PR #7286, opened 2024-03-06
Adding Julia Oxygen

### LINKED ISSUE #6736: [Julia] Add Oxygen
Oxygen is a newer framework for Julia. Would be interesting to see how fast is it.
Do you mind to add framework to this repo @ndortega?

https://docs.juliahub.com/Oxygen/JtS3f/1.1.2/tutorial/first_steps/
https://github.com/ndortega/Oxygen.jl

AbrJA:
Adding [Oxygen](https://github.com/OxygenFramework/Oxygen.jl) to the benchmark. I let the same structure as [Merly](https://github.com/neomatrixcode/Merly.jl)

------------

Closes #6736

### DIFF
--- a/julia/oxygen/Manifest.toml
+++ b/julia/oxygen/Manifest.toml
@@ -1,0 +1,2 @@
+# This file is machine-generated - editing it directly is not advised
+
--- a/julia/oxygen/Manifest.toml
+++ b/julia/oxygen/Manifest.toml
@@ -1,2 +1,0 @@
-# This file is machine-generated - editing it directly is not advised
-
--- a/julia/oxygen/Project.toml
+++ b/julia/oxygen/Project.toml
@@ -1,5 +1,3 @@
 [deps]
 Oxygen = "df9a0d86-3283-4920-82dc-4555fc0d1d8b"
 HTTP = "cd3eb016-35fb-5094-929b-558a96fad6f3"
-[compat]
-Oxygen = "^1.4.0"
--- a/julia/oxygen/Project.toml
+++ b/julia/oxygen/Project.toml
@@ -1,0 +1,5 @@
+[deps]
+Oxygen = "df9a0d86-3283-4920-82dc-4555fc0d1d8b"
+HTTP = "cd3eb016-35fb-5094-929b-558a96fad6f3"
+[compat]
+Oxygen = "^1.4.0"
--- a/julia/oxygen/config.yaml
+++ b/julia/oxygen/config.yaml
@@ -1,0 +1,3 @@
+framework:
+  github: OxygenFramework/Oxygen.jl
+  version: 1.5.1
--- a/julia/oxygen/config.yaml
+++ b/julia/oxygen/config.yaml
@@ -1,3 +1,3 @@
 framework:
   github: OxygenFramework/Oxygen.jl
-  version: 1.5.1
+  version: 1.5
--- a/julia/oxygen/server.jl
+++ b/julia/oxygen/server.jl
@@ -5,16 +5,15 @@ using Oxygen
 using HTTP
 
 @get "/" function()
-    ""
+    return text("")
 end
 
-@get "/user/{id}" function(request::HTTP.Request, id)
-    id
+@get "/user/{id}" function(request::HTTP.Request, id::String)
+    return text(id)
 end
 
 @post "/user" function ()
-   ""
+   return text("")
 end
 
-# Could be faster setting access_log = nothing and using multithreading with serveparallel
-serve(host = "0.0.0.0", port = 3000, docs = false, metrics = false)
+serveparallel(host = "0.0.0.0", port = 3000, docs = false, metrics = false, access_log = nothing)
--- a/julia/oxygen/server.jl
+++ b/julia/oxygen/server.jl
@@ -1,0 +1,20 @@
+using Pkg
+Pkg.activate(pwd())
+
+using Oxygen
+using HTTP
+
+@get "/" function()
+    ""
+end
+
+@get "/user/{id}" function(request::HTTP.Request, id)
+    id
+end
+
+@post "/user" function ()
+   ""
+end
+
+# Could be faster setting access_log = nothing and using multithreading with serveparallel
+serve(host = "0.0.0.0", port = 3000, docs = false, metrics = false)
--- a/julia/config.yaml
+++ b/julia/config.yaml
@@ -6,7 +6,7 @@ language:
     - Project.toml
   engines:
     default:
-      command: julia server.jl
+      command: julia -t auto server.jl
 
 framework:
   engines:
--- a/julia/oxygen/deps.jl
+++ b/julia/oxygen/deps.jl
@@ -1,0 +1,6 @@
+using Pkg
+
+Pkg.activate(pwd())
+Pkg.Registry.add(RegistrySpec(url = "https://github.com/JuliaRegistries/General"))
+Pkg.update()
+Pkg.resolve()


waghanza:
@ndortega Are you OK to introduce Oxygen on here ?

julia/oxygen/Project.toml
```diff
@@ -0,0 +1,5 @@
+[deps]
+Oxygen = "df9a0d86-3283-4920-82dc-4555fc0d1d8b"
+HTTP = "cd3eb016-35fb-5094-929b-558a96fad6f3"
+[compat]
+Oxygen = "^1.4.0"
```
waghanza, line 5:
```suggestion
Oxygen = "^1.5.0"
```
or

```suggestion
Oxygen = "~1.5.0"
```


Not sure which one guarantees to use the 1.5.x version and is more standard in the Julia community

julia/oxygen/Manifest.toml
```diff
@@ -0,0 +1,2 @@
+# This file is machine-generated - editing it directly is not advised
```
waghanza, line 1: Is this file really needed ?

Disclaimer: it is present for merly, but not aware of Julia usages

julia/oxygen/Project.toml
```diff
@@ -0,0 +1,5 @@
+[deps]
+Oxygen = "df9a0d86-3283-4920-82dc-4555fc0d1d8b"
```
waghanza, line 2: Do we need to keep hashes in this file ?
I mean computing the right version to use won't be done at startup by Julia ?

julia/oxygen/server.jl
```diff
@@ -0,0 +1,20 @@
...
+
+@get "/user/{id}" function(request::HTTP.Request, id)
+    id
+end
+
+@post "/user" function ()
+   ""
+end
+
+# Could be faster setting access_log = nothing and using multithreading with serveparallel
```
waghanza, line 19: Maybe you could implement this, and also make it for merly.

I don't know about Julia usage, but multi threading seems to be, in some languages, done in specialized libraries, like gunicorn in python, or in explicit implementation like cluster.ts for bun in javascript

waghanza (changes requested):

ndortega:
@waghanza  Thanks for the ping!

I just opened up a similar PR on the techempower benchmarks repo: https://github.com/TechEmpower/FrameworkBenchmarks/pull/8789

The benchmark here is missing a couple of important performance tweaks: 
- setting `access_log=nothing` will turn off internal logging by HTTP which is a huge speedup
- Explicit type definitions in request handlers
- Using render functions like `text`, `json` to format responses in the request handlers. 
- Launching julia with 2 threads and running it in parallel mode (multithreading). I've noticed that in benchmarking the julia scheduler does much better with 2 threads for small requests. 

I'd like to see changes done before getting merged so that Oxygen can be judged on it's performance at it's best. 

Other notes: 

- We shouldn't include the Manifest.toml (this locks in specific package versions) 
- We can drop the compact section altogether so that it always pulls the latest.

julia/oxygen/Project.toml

* * *

_PROBLEM REQUIREMENTS_: Your reply should consist of all the records, set down exactly.

_REPLY TO THE EXERCISE_:
PR #7286, opened 2024-03-06
Adding Julia Oxygen

### LINKED ISSUE #6736: [Julia] Add Oxygen
Oxygen is a newer framework for Julia. Would be interesting to see how fast is it.
Do you mind to add framework to this repo @ndortega?

https://docs.juliahub.com/Oxygen/JtS3f/1.1.2/tutorial/first_steps/
https://github.com/ndortega/Oxygen.jl

AbrJA:
Adding [Oxygen](https://github.com/OxygenFramework/Oxygen.jl) to the benchmark. I let the same structure as [Merly](https://github.com/neomatrixcode/Merly.jl)

------------

Closes #6736

### DIFF
--- a/julia/oxygen/Manifest.toml
+++ b/julia/oxygen/Manifest.toml
@@ -1,0 +1,2 @@
+# This file is machine-generated - editing it directly is not advised
+
--- a/julia/oxygen/Manifest.toml
+++ b/julia/oxygen/Manifest.toml
@@ -1,2 +1,0 @@
-# This file is machine-generated - editing it directly is not advised
-
--- a/julia/oxygen/Project.toml
+++ b/julia/oxygen/Project.toml
@@ -1,5 +1,3 @@
 [deps]
 Oxygen = "df9a0d86-3283-4920-82dc-4555fc0d1d8b"
 HTTP = "cd3eb016-35fb-5094-929b-558a96fad6f3"
-[compat]
-Oxygen = "^1.4.0"
--- a/julia/oxygen/Project.toml
+++ b/julia/oxygen/Project.toml
@@ -1,0 +1,5 @@
+[deps]
+Oxygen = "df9a0d86-3283-4920-82dc-4555fc0d1d8b"
+HTTP = "cd3eb016-35fb-5094-929b-558a96fad6f3"
+[compat]
+Oxygen = "^1.4.0"
--- a/julia/oxygen/config.yaml
+++ b/julia/oxygen/config.yaml
@@ -1,0 +1,3 @@
+framework:
+  github: OxygenFramework/Oxygen.jl
+  version: 1.5.1
--- a/julia/oxygen/config.yaml
+++ b/julia/oxygen/config.yaml
@@ -1,3 +1,3 @@
 framework:
   github: OxygenFramework/Oxygen.jl
-  version: 1.5.1
+  version: 1.5
--- a/julia/oxygen/server.jl
+++ b/julia/oxygen/server.jl
@@ -5,16 +5,15 @@ using Oxygen
 using HTTP
 
 @get "/" function()
-    ""
+    return text("")
 end
 
-@get "/user/{id}" function(request::HTTP.Request, id)
-    id
+@get "/user/{id}" function(request::HTTP.Request, id::String)
+    return text(id)
 end
 
 @post "/user" function ()
-   ""
+   return text("")
 end
 
-# Could be faster setting access_log = nothing and using multithreading with serveparallel
-serve(host = "0.0.0.0", port = 3000, docs = false, metrics = false)
+serveparallel(host = "0.0.0.0", port = 3000, docs = false, metrics = false, access_log = nothing)
--- a/julia/oxygen/server.jl
+++ b/julia/oxygen/server.jl
@@ -1,0 +1,20 @@
+using Pkg
+Pkg.activate(pwd())
+
+using Oxygen
+using HTTP
+
+@get "/" function()
+    ""
+end
+
+@get "/user/{id}" function(request::HTTP.Request, id)
+    id
+end
+
+@post "/user" function ()
+   ""
+end
+
+# Could be faster setting access_log = nothing and using multithreading with serveparallel
+serve(host = "0.0.0.0", port = 3000, docs = false, metrics = false)
--- a/julia/config.yaml
+++ b/julia/config.yaml
@@ -6,7 +6,7 @@ language:
     - Project.toml
   engines:
     default:
-      command: julia server.jl
+      command: julia -t auto server.jl
 
 framework:
   engines:
--- a/julia/oxygen/deps.jl
+++ b/julia/oxygen/deps.jl
@@ -1,0 +1,6 @@
+using Pkg
+
+Pkg.activate(pwd())
+Pkg.Registry.add(RegistrySpec(url = "https://github.com/JuliaRegistries/General"))
+Pkg.update()
+Pkg.resolve()


waghanza:
@ndortega Are you OK to introduce Oxygen on here ?

julia/oxygen/Project.toml
```diff
@@ -0,0 +1,5 @@
+[deps]
+Oxygen = "df9a0d86-3283-4920-82dc-4555fc0d1d8b"
+HTTP = "cd3eb016-35fb-5094-929b-558a96fad6f3"
+[compat]
+Oxygen = "^1.4.0"
```
waghanza, line 5:
```suggestion
Oxygen = "^1.5.0"
```
or

```suggestion
Oxygen = "~1.5.0"
```


Not sure which one guarantees to use the 1.5.x version and is more standard in the Julia community

julia/oxygen/Manifest.toml
```diff
@@ -0,0 +1,2 @@
+# This file is machine-generated - editing it directly is not advised
```
waghanza, line 1: Is this file really needed ?

Disclaimer: it is present for merly, but not aware of Julia usages

julia/oxygen/Project.toml
```diff
@@ -0,0 +1,5 @@
+[deps]
+Oxygen = "df9a0d86-3283-4920-82dc-4555fc0d1d8b"
```
waghanza, line 2: Do we need to keep hashes in this file ?
I mean computing the right version to use won't be done at startup by Julia ?

julia/oxygen/server.jl
```diff
@@ -0,0 +1,20 @@
...
+
+@get "/user/{id}" function(request::HTTP.Request, id)
+    id
+end
+
+@post "/user" function ()
+   ""
+end
+
+# Could be faster setting access_log = nothing and using multithreading with serveparallel
```
waghanza, line 19: Maybe you could implement this, and also make it for merly.

I don't know about Julia usage, but multi threading seems to be, in some languages, done in specialized libraries, like gunicorn in python, or in explicit implementation like cluster.ts for bun in javascript

waghanza (changes requested):

ndortega:
@waghanza  Thanks for the ping!

I just opened up a similar PR on the techempower benchmarks repo: https://github.com/TechEmpower/FrameworkBenchmarks/pull/8789

The benchmark here is missing a couple of important performance tweaks: 
- setting `access_log=nothing` will turn off internal logging by HTTP which is a huge speedup
- Explicit type definitions in request handlers
- Using render functions like `text`, `json` to format responses in the request handlers. 
- Launching julia with 2 threads and running it in parallel mode (multithreading). I've noticed that in benchmarking the julia scheduler does much better with 2 threads for small requests. 

I'd like to see changes done before getting merged so that Oxygen can be judged on it's performance at it's best. 

Other notes: 

- We shouldn't include the Manifest.toml (this locks in specific package versions) 
- We can drop the compact section altogether so that it always pulls the latest.

julia/oxygen/Project.toml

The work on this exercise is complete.